Для оптимизации и эталонного анализа процедуры щелочного лизиса в качестве модели был выбран диплоидный грибок, тогда как данные дрожжевые клетки хорошо известны за их прочные клеточные стенки, которые плохо поддаются лизису. На рисунке 10 сравнивается процедура щелочного лизиса (с помощью 50 ммоль NaOH, 0,25% одноразовой дозы в сочетании с термической обработкой) с другими методами лизиса, а именно лечение высокоинтенсивным ультразвуком (HiFU-терапия) и коммерческим набором (BD GeneOhm lysis kit (набор для лизиса БД ГенОм)). Для щелочного лизиса и лизиса с использованием коммерческого набора образцы концентрировались от 1 мл до 160 и 100 мкл, соответственно, с помощью центрифугирования. Для HiFU-терапии использовалось 2 мл клеточного раствора без предварительной концентрации. После лизиса нелизированные клетки и инородные вещества были удалены из образца с помощью центрифугирования. В качестве исходного материала для ПЦР использовался 1 мкл сырого лизата.
Сочетание NaOH и одноразовой дозы является более эффективным для лизиса, чем каждое из отдельных соединений. Повышение концентрации ни одного из компонентов более не увеличивает эффективность лизиса. Щелочной лизис без этапа тепловой инкубации является значительно менее эффективным.

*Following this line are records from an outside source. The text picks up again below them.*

PR #618, opened 2022-03-23
add some time units to `delay` command

illwieckz:
Add time units like `s` (second), `m` (minute), `h` (hour), so someone can do:

```
delay 10s say "10 second has passed!"
```

Also improve a bit the builtin help.

### DIFF
--- a/src/engine/framework/BaseCommands.cpp
+++ b/src/engine/framework/BaseCommands.cpp
@@ -641,7 +641,10 @@ namespace Cmd {
                 int argc = args.Argc();
 
                 if (argc < 3) {
-                    PrintUsage(args, "delay (name) <delay in milliseconds> <command>\n  delay (name) <delay in frames>f <command>", "executes <command> after the delay" );
+                    PrintUsage(args, "(name) <delay>(unit) <command>\n"
+                        "  executes <command> after the delay,\n"
+                        "  no unit means a time in millisecond,\n"
+                        "  unit can be ms (millisecond), s (second), m (minute), h (hour), f (frame)");
                     return;
                 }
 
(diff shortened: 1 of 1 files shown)


illwieckz:
I added an extra commit with another way of writing things, what do you think about it? I can drop or squash this extra commit it I don't mind.

necessarily-equal:
I'm not fond that it breaks if you pass it "100s " or something similar, or that it gives something quite wrong for "10ms". If I read the code correctly, "10ms" would be parsed as "10s". It's kinda a pitfal with the current code, but if I think 10ms would have been parsed like "10" before, and thus parsed correctly.

I prefer the first implementation because it is more easily extensible by the way. The other one is a bit hacky to be honest.

illwieckz:
```
]/delay 10ms say hello 
delay: the delay must be a positive integer 
]/delay "10s " say hello 
delay: optional unit suffixes are f (frame), s (second), m (minute), h (hour) 
```

First one is because since `s` stripped, `10m` is attempted to be parsed and it is not a number. I may extend the tests to print better messages, but at least it is not parsed as `10s`.

illwieckz:
@necessarily-equal I improved the code to catch unsupported two-chars units like `ms`. In fact my “second implementation” made it very easy to avoid duplicate code. I'll probably keep going this way.

illwieckz:
Note that I can easily add optional `ms` suffix, even if it not needed, for those who likes to be explicit.

illwieckz:
I added a commit for optional `ms` suffix support, we don't need it, it just allows people to be explicit about the unit in their scripts.

src/engine/framework/BaseCommands.cpp
```diff
@@ -650,10 +653,45 @@ namespace Cmd {
                 const std::string& name = isNamed ? args.Argv(1) : "";
                 const std::string& command = args.EscapedArgs(2 + +isNamed);
                 std::string delay = args.Argv(1 + +isNamed);
-                bool frames = delay.back() == 'f';
 
-                if (frames) {
-                    delay.erase(--delay.end()); //FIXME-gcc-4.6 delay.pop_back()
+                const char front = delay.front();
```
slipher, line 657: This may read outside the array in case of an empty string. Same goes for some other places reading `back()`

src/engine/framework/BaseCommands.cpp
```diff
@@ -662,10 +700,24 @@ namespace Cmd {
...
+                            target *= 60;
+                            DAEMON_FALLTHROUGH;
+                        case delayUnit::MINUTE:
+                            target *= 60;
+                            DAEMON_FALLTHROUGH;
+                        case delayUnit::SECOND:
+                            target *= 1000;
+                            DAEMON_FALLTHROUGH;
+                        default:
+                            ;
```
slipher, line 718: `break;`

src/engine/framework/BaseCommands.cpp
```diff
@@ -650,10 +653,45 @@ namespace Cmd {
...
+
+                switch(delayUnit(back)) {
+                    case delayUnit::SECOND:
+                    case delayUnit::MINUTE:
+                    case delayUnit::HOUR:
+                    case delayUnit::FRAME:
+                        unit = delayUnit(back);
+                        delay.erase(--delay.end()); //FIXME-gcc-4.6 delay.pop_back()
+                        back = delay.back();
+                        if (back == 'm' && unit == delayUnit::SECOND)
```
slipher, line 683: How about `Str::IsSuffix` here

illwieckz:
I believe I addressed comments, I'm not sure using `Str::IsSuffix` would produce shorter code.

src/engine/framework/BaseCommands.cpp
```diff
@@ -650,10 +653,45 @@ namespace Cmd {
...
+                    SECOND = 's',
+                    MINUTE = 'm',
+                    HOUR = 'h',
+                    FRAME = 'f',
+                };
+
+                delayUnit unit = delayUnit::MILLISECOND;
+                char back = !!delay.size() ? delay.back() : '\0';
+
+                switch(delayUnit(back)) {
```
necessarily-equal, line 675: I find this more readable, otherwise I'm looking everywhere where the function "delayUnit" is declared
```suggestion
                switch(static_cast<delayUnit>(back)) {
```

src/engine/framework/BaseCommands.cpp
necessarily-equal: I agree with slipher that this would be more readable.

necessarily-equal (approved):
I've added two style comments but ultimately it's good enough for a merge IMO, assuming you tested it a bit

src/engine/framework/BaseCommands.cpp
illwieckz: I don't think it would be more readable, at this point the `s` of `ms` is already stripped out. We can do `Str::IsSuffix` before stripping it anyway, but in all cases that still look weird to me when half the code uses one way to do it and other half doing it another way. Here we just do “we already detected unit is second, we now look at multiplier”.

illwieckz:
Yep I tested any combinations possible.

PR #619, opened 2022-03-24
common: make demo.timedemo cvar temporary

illwieckz:
That cvar has very specific usage and we may want to prevent it to be stored. People making use of it know what they do, and they're usually scripting it already.

Also timedemo being enabled has side effects when not playing demo (like defeating the fps cap), though, the cvar being cheat prevents this to happen in regular games.

This kind of cvar being stored can bite in the back at some unexpected moment.


necessarily-equal (approved):
sure

PR #623, opened 2022-04-11
Fix DLL unloading on Linux

slipher:
Fixes https://github.com/Unvanquished/Unvanquished/issues/1792

### DIFF
--- a/cmake/DaemonFlags.cmake
+++ b/cmake/DaemonFlags.cmake
@@ -197,6 +197,10 @@ else()
     # Use hidden symbol visibility if possible
     try_c_cxx_flag(FVISIBILITY_HIDDEN "-fvisibility=hidden")
 
+    # Prevent the generation of STB_GNU_UNIQUE symbols on templated functions on Linux.
+    # STB_GNU_UNIQUE renders dlclose() inoperative.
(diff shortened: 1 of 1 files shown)


necessarily-equal:
Some of these apparently come from crunch:

`daemon/libs/crunch/crnlib/crn_math.h`
```C++
inline uint count_trailing_zero_bits(uint v) {
  uint c = 32;  // c will be the number of zero bits on the right

  static const unsigned int B[] = {0x55555555, 0x33333333, 0x0F0F0F0F, 0x00FF00FF, 0x0000FFFF};
  static const unsigned int S[] = {1, 2, 4, 8, 16};  // Our Magic Binary Numbers
```

Out of curiosity, how did you find it? Is this useful for the dll bin or for the engine?

If you've tested it, LGTM.

slipher:
I recently fixed the same problem (dlclose doesn't unload the DLL) for Mac and recognized the symptom of duplicate emoticon warnings. After confirming that was the problem, I googled for "dlclose no effect" or something like that and learned about STB_GNU_UNIQUE. And ran the commands suggested to list STB_GNU_UNIQUE symbols (I didn't see anything from Crunch, presumably because it was optimized out in a release build).

The flag is only needed for objects that go into DLLs. I just applied it to everything because that's easiest and has no ill effects.

PR #3522, opened 2021-05-27
Modify drone to trigger dockerised-system-tests in Jenkins

fkondej:
Modify Drone to trigger `dockerised-system-tests` in Jenkins instead of running `system-tests` in Drone.
`system-tests` are triggered after all the other checks are ok.
Also `system-tests` are not run if there were no vega core code changes.
The `dockerised-system-tests` Jenkins job is triggered the same way as GitHub webhook does it.

You can preview how it works in this PR, by checking the results for `Split too long line` and/or `fix drone variable` commits here.

### DIFF
--- a/.drone-github.yml
+++ b/.drone-github.yml
@@ -146,10 +146,15 @@ steps:
     image: alpine
     pull: always
     environment:
+      # Jenkins trigger url with token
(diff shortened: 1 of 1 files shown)


ashleyvega (approved):
LGTM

Эффективность лизиса может быть увеличена инкубацией на протяжении 2 минут при температуре 95°С, однако, для интеграции образца в кассету, более длительная инкубация при температуре 70°С является предпочтительной.
Для щелочного лизиса клетки были повторно растворены в 100 мкл лизисного раствора, содержащего 50 ммоль NaOH и 0,25% одноразовой дозы. Впоследствии образцы подверглись инкубации на протяжении 10 минут при температуре 70°С, затем были быстро охлаждены до комнатной температуры и нейтрализованы добавлением 30 мкл 500 ммоль Трис-НСl со значением рН 7,0 (производя конечную концентрацию 150 ммоль Трис, т.е. три концентрации NaOH).
Для ПЦР с сырым лизатом клетки, не подвергшиеся лизису, и инородные вещества были убраны из образца с помощью центрифугирования (5 минут, 14000 г). К 25 мкл реакции ПЦР был добавлен 1 мкл надосадочной жидкости. Обнаружение ПЦР основывалось на анализе ПЦР с пробами гидролиза, обнаруживающим ген рРНК (Apollo (Аполло)). Реакция ПЦР производилась в универсальном мастер-миксе Taqman (Applied Biosystems) с использованием 500 нмоль прямого праймера и 300 нмоль обратного праймера, а также маркированной пробы FAM-BHQ1 (все олигонуклеотиды синтезированы на заказ компанией Biolegio BV (Биолегио БВ)). Реакция ПЦР производилась в системе ПЦР в режиме реального времени Biorad CFX (Баеред СиЭфЭкс). После начального этапа нагрева в течение 10 минут при температуре 95°С для активации полимеразы горячего запуска для усиления использовали 50 циклов по 15 секунд при температуре 95°С и 1 минуте при 60°С. Знаки флюоресценции были зафиксированы в каждом цикле во время этапа с температурой 60°С. Анализ информации производился программным обеспечением Biorad CFX.
Claims (13)
1. Способ избирательного лизиса животных клеток в пробе воды с животными клетками, содержащей или, возможно, содержащей микроорганизмы, включающий следующие этапы:
a) обеспечение пробы воды с животными клетками, содержащей или, возможно, содержащей микроорганизмы,
b) добавление в упомянутую пробу неионогенного детергента и буферного раствора для получения раствора со значением pH около 9,5 или выше, при этом соотношение объема добавляемого детергента и добавляемого буферного раствора и объема пробы составляет от 2/1 до 1/10, а неионогенный детергент присутствует в концентрации в пределах 0,1-5% массы/объема или % объемного содержания,
c) инкубацию упомянутого раствора на протяжении периода, достаточного для лизиса животных клеток.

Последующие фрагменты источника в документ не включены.